◆ **EXERCISE REQUIREMENTS**
Set the data down once more, exactly as it is written.

[Dataset excerpts]
PR #1731, opened 2026-06-25
✨ Add `network_back` schema key to validate incoming links

### LINKED ISSUE #1590: Question: Incoming (top-down) link checks with sphinx-needs
I'm trying to understand if it is possible to perform top-down (incoming) trace checks in sphinx-needs. E.g., I have a system requirements document and I need to ensure that all (maybe filtered) needs have an outgoing trace to other items. I tried to do this in the `schema.json`.

E.g., I have the following `extra_link`

```toml
[[needs.extra_links]]
# req -> req, spec -> spec
# notice that 'directive' names == 'option' can't have multiple words ...
option = "decomposed-from"
incoming = "decomposes to"
outgoing = "decomposed from"
```

Upstream (outgoing) can be nicely done in the `schema.json`, e.g., I can ensure that all software requirements (that fit my "select") have at least one outgoing (upstream) trace to system requirements:

```json
{
  "schemas": [
    {
      "id": "srs-decomposed-from-sys",
      "severity": "violation",
      "message": "Software requirements use the link type 'decomposed from' to system requirements",
      "select": { "$ref": "#/$defs/item-srs" },
      "validate": {
        "network": {
          "decomposed-from": {
            "contains": { "local": { "$ref": "#/$defs/type-sys" } },
            "minContains": 1
          }
        }
      }
    }
  ]
}
```

However, something like the following using the "incoming" notation of the `extra_links` is not possible:

```json
{
  "schemas": [
    {
      "id": "sys-decomposes-to-srd",
      "severity": "violation",
      "message": "System requirements have at least one downstream link 'decomposes to' to software requirements",
      "select": { "$ref": "#/$defs/item-sys" },
      "validate": {
        "network": {
          "decomposes to": {
            "contains": { "local": { "$ref": "#/$defs/type-srs" } },
            "minContains": 1
          }
        }
      }
    }
  ]
}
```

Using `decomposed-from_back` for the link type also doesn't work, so I guess I can only check upstream (outgoing) using `schema.json`.

- I then tried to look at `need_constraints` but those apply globally so I didn't check those further (I need to define my trace types by item type).
- Dynamic functions also don't work (and are not intended for this check) since they can't look at incoming links ([#1457](https://github.com/useblocks/sphinx-needs/issues/1457)).

I guess this could be a separate extension where (separate) schemas can be created for incoming links (downstream checks). E.g., I could check that certain directives follow a schema downstream (incoming), but since top-down reviews are very common in safety-related projects I wanted to just quickly ask if something like this is maybe (not officially) supported or on the roadmap?

For now, I'm using `needtable` with the `_back` notation such that completeness can be verified quite easily using tables, but It would be great to have a schema definition for top-down reviews, e.g., also using more complex need types (I could imagine, e.g., adding another directive "Terminator" for items that are not supposed to have any outgoing links).

chrisjsewell:
## Summary

Adds a `network_back` key to schema validation, as a sibling of the existing `network` key, that validates a need's **incoming** links rather than its **outgoing** links.

> **Note:** this feature is being developed **in parallel with ubCode**, so that the two implementations validate identically (same rule codes, same message wording, same semantics).

## Motivation

The existing `network` key validates outgoing links: *"this need's `links` of type X must point to needs matching schema S, with min/max count constraints"*.

There was no way to assert constraints on **incoming** links. The motivating use case:

> *Every `req` must be covered by at least one `test`.*

Previously this could only be expressed as a forward rule on **every** `test`, which is awkward and easy to leave incomplete. With `network_back` it is expressed once, **on the req**:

◆ **RESPONSE BELOW**
PR #1731, opened 2026-06-25
✨ Add `network_back` schema key to validate incoming links

### LINKED ISSUE #1590: Question: Incoming (top-down) link checks with sphinx-needs
I'm trying to understand if it is possible to perform top-down (incoming) trace checks in sphinx-needs. E.g., I have a system requirements document and I need to ensure that all (maybe filtered) needs have an outgoing trace to other items. I tried to do this in the `schema.json`.

E.g., I have the following `extra_link`

```toml
[[needs.extra_links]]
# req -> req, spec -> spec
# notice that 'directive' names == 'option' can't have multiple words ...
option = "decomposed-from"
incoming = "decomposes to"
outgoing = "decomposed from"
```

Upstream (outgoing) can be nicely done in the `schema.json`, e.g., I can ensure that all software requirements (that fit my "select") have at least one outgoing (upstream) trace to system requirements:

```json
{
  "schemas": [
    {
      "id": "srs-decomposed-from-sys",
      "severity": "violation",
      "message": "Software requirements use the link type 'decomposed from' to system requirements",
      "select": { "$ref": "#/$defs/item-srs" },
      "validate": {
        "network": {
          "decomposed-from": {
            "contains": { "local": { "$ref": "#/$defs/type-sys" } },
            "minContains": 1
          }
        }
      }
    }
  ]
}
```

However, something like the following using the "incoming" notation of the `extra_links` is not possible:

```json
{
  "schemas": [
    {
      "id": "sys-decomposes-to-srd",
      "severity": "violation",
      "message": "System requirements have at least one downstream link 'decomposes to' to software requirements",
      "select": { "$ref": "#/$defs/item-sys" },
      "validate": {
        "network": {
          "decomposes to": {
            "contains": { "local": { "$ref": "#/$defs/type-srs" } },
            "minContains": 1
          }
        }
      }
    }
  ]
}
```

Using `decomposed-from_back` for the link type also doesn't work, so I guess I can only check upstream (outgoing) using `schema.json`.

- I then tried to look at `need_constraints` but those apply globally so I didn't check those further (I need to define my trace types by item type).
- Dynamic functions also don't work (and are not intended for this check) since they can't look at incoming links ([#1457](https://github.com/useblocks/sphinx-needs/issues/1457)).

I guess this could be a separate extension where (separate) schemas can be created for incoming links (downstream checks). E.g., I could check that certain directives follow a schema downstream (incoming), but since top-down reviews are very common in safety-related projects I wanted to just quickly ask if something like this is maybe (not officially) supported or on the roadmap?

For now, I'm using `needtable` with the `_back` notation such that completeness can be verified quite easily using tables, but It would be great to have a schema definition for top-down reviews, e.g., also using more complex need types (I could imagine, e.g., adding another directive "Terminator" for items that are not supposed to have any outgoing links).

chrisjsewell:
## Summary

Adds a `network_back` key to schema validation, as a sibling of the existing `network` key, that validates a need's **incoming** links rather than its **outgoing** links.

> **Note:** this feature is being developed **in parallel with ubCode**, so that the two implementations validate identically (same rule codes, same message wording, same semantics).

## Motivation

The existing `network` key validates outgoing links: *"this need's `links` of type X must point to needs matching schema S, with min/max count constraints"*.

There was no way to assert constraints on **incoming** links. The motivating use case:

> *Every `req` must be covered by at least one `test`.*

Previously this could only be expressed as a forward rule on **every** `test`, which is awkward and easy to leave incomplete. With `network_back` it is expressed once, **on the req**:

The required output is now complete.